À quelques jours du coup d’envoi de la Coupe du monde 2026, le monde du football est secoué par une affaire aux répercussions bien au-delà du terrain. Sélectionné pour entrer dans l’histoire, l’arbitre international somalien Omar Abdulkadir Artan s’est vu refuser l’accès au territoire américain. Alors que le silence de la FIFA face à cette situation suscite de nombreuses réactions, l’officiel de 34 ans a choisi de s’exprimer avec retenue et dignité.
Là où beaucoup auraient pu laisser éclater leur colère face à ce qui apparaît comme un coup dur pour leur carrière, Omar Abdulkadir Artan a préféré répondre avec professionnalisme et résilience. Dans un communiqué relayé par le média brésilien Globo Esporte, le meilleur arbitre africain de l’année 2025 a tenu à remercier ceux qui lui ont témoigné leur soutien.
« Malgré les circonstances, je suis de bonne humeur et concentré sur les prochains défis de ma carrière. Je tiens à remercier la famille du football pour ses messages et à souhaiter bonne chance à mes collègues pour la Coupe du monde. J’ai hâte de les retrouver à l’avenir. Je remercie également la FIFA et la CAF pour leur soutien et je promets de continuer à progresser tout en restant tourné vers l’avenir », a déclaré l’arbitre somalien.
Une réaction empreinte de sérénité qui contraste avec la brutalité de la situation vécue à son arrivée aux États-Unis.

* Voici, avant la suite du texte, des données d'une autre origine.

PR #3486, opened 2023-08-18
Convert - remove postprocess exception details from logs

wi-y:
## Description
Previously when a convert postprocess operation failed we would log the details of the failure, which included the part of input message payload which failed to be processed. We also returned the details of the input message in the HTTP response.

Since the input message payload could contain sensitive information, we should not include this information in the logs. Now, in this PR we will no longer log the input message payload in the logs. We will only state that an error has occurred during postprocessing. We will still return the same error details (which includes the partial input message payload that errored) in the HTTP response so that the user has some insight into what caused the error.

## Related issues
Addresses 106437.

## Testing
Unit tests

## FHIR Team Checklist

Patch

### DIFF
--- a/src/Microsoft.Health.Fhir.Core/Features/Operations/ConvertData/ConvertDataEngine.cs
+++ b/src/Microsoft.Health.Fhir.Core/Features/Operations/ConvertData/ConvertDataEngine.cs
@@ -95,7 +95,15 @@ namespace Microsoft.Health.Fhir.Core.Features.Operations.ConvertData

À 34 ans, Omar Abdulkadir Artan s’apprêtait à vivre le moment le plus marquant de sa carrière. Arbitre international FIFA depuis 2018, il a gravi les échelons grâce à son sérieux et à ses performances remarquées sur les terrains africains. Son sacre de meilleur arbitre africain décerné par la CAF en 2025 avait confirmé son ascension.
Sélectionné parmi les 52 arbitres principaux retenus pour la Coupe du monde 2026, il devait devenir le premier Somalien de l’histoire à officier lors d’une phase finale du Mondial.
Mais ce rêve s’est brutalement interrompu à la frontière américaine. Selon Ciise Aden Abshir, conseiller principal auprès du ministère somalien de la Jeunesse et des Sports, l’arbitre disposait pourtant d’un visa valide. Malgré cela, les autorités américaines lui ont refusé l’entrée sur le territoire, sans fournir d’explication officielle.
Derrière cette décision plane l’ombre de la politique migratoire américaine. La Somalie figure en effet parmi les pays soumis à des restrictions de voyage renforcées, une situation qui relance le débat sur l’impact des considérations géopolitiques dans les grandes compétitions sportives internationales.
Cette affaire soulève des interrogations sur les garanties offertes aux officiels, joueurs et délégations participant à une Coupe du monde coorganisée par les États-Unis, le Canada et le Mexique.
Alors que la FIFA n’a, pour l’heure, pas communiqué publiquement sur cette situation, de nombreux observateurs estiment que cet incident risque de ternir l’image d’un tournoi censé célébrer l’universalité du football.
Si Omar Abdulkadir Artan a choisi de regarder vers l’avenir avec élégance, cette affaire rappelle que le sport n’échappe jamais totalement aux réalités politiques du monde contemporain.